## About this task
Your answer should consist of the lines in the listing that hold "LEFT".

## Data extract
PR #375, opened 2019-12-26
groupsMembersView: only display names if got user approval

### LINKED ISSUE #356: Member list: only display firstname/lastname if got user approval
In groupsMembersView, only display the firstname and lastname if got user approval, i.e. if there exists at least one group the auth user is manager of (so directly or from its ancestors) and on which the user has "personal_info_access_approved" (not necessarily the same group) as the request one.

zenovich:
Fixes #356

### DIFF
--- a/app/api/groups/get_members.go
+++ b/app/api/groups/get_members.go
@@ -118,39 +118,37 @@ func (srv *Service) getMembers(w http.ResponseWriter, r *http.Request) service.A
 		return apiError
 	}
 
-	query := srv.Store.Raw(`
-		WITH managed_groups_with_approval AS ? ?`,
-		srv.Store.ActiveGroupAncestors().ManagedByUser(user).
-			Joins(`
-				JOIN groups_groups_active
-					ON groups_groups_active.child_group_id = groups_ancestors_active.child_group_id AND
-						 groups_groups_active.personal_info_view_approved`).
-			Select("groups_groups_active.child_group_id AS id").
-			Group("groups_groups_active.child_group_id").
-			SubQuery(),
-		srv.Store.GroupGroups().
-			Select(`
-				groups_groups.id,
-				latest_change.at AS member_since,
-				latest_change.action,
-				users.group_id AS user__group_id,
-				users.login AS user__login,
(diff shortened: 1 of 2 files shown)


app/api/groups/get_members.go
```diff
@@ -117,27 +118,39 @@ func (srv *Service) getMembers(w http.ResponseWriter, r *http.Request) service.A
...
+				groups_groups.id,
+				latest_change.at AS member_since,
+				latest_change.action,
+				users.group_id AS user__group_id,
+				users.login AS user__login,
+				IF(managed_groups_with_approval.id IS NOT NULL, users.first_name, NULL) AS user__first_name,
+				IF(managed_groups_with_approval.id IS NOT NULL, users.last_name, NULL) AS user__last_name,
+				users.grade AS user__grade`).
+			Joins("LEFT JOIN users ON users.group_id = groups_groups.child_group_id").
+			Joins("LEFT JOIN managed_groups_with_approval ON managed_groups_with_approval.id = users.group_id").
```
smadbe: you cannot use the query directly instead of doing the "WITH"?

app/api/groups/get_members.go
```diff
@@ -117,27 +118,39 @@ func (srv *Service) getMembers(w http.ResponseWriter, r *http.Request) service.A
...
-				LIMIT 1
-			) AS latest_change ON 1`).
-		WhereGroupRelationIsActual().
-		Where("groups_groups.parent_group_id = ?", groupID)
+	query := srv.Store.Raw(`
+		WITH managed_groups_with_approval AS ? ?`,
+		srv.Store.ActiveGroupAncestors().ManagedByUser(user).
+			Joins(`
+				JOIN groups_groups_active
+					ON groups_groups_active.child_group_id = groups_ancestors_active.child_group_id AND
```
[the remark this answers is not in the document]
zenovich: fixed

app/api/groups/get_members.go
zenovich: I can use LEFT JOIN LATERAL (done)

## Task output
+			Joins("LEFT JOIN users ON users.group_id = groups_groups.child_group_id").
+			Joins("LEFT JOIN managed_groups_with_approval ON managed_groups_with_approval.id = users.group_id").
zenovich: I can use LEFT JOIN LATERAL (done)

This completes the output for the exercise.